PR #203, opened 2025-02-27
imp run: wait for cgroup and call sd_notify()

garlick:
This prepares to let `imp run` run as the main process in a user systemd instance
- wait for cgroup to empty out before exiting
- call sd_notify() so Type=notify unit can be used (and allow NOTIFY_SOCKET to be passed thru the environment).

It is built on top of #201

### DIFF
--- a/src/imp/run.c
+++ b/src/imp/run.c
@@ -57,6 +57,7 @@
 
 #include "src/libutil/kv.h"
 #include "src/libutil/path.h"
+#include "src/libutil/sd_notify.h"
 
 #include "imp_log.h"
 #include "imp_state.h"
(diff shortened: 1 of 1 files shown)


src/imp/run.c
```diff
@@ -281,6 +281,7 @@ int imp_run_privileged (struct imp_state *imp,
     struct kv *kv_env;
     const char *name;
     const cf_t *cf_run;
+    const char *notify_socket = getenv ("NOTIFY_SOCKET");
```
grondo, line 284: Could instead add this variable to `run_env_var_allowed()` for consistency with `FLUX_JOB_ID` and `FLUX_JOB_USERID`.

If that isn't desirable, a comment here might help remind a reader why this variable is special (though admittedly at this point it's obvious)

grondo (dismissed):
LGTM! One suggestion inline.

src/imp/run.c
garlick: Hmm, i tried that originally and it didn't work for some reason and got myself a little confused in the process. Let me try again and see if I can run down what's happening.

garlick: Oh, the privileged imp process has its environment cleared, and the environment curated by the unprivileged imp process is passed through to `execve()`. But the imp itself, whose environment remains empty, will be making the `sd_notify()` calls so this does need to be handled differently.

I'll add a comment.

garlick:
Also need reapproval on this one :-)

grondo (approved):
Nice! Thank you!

==

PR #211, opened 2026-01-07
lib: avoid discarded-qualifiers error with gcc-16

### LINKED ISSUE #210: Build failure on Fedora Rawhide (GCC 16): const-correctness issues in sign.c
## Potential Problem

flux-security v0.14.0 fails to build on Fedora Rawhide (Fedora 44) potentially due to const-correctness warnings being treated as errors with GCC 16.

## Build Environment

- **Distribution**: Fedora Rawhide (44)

Goal of the exercise: All that belongs in the answer is the run of lines above from the line containing "imp run: wait for cgroup and call sd_notify()" through the line containing "Nice! Thank you!", exactly as written.

Task result:
imp run: wait for cgroup and call sd_notify()

garlick:
This prepares to let `imp run` run as the main process in a user systemd instance
- wait for cgroup to empty out before exiting
- call sd_notify() so Type=notify unit can be used (and allow NOTIFY_SOCKET to be passed thru the environment).

It is built on top of #201

### DIFF
--- a/src/imp/run.c
+++ b/src/imp/run.c
@@ -57,6 +57,7 @@
 
 #include "src/libutil/kv.h"
 #include "src/libutil/path.h"
+#include "src/libutil/sd_notify.h"
 
 #include "imp_log.h"
 #include "imp_state.h"
(diff shortened: 1 of 1 files shown)


src/imp/run.c
```diff
@@ -281,6 +281,7 @@ int imp_run_privileged (struct imp_state *imp,
     struct kv *kv_env;
     const char *name;
     const cf_t *cf_run;
+    const char *notify_socket = getenv ("NOTIFY_SOCKET");
```
grondo, line 284: Could instead add this variable to `run_env_var_allowed()` for consistency with `FLUX_JOB_ID` and `FLUX_JOB_USERID`.

If that isn't desirable, a comment here might help remind a reader why this variable is special (though admittedly at this point it's obvious)

grondo (dismissed):
LGTM! One suggestion inline.

src/imp/run.c
garlick: Hmm, i tried that originally and it didn't work for some reason and got myself a little confused in the process. Let me try again and see if I can run down what's happening.

garlick: Oh, the privileged imp process has its environment cleared, and the environment curated by the unprivileged imp process is passed through to `execve()`. But the imp itself, whose environment remains empty, will be making the `sd_notify()` calls so this does need to be handled differently.

I'll add a comment.

garlick:
Also need reapproval on this one :-)

grondo (approved):
Nice! Thank you!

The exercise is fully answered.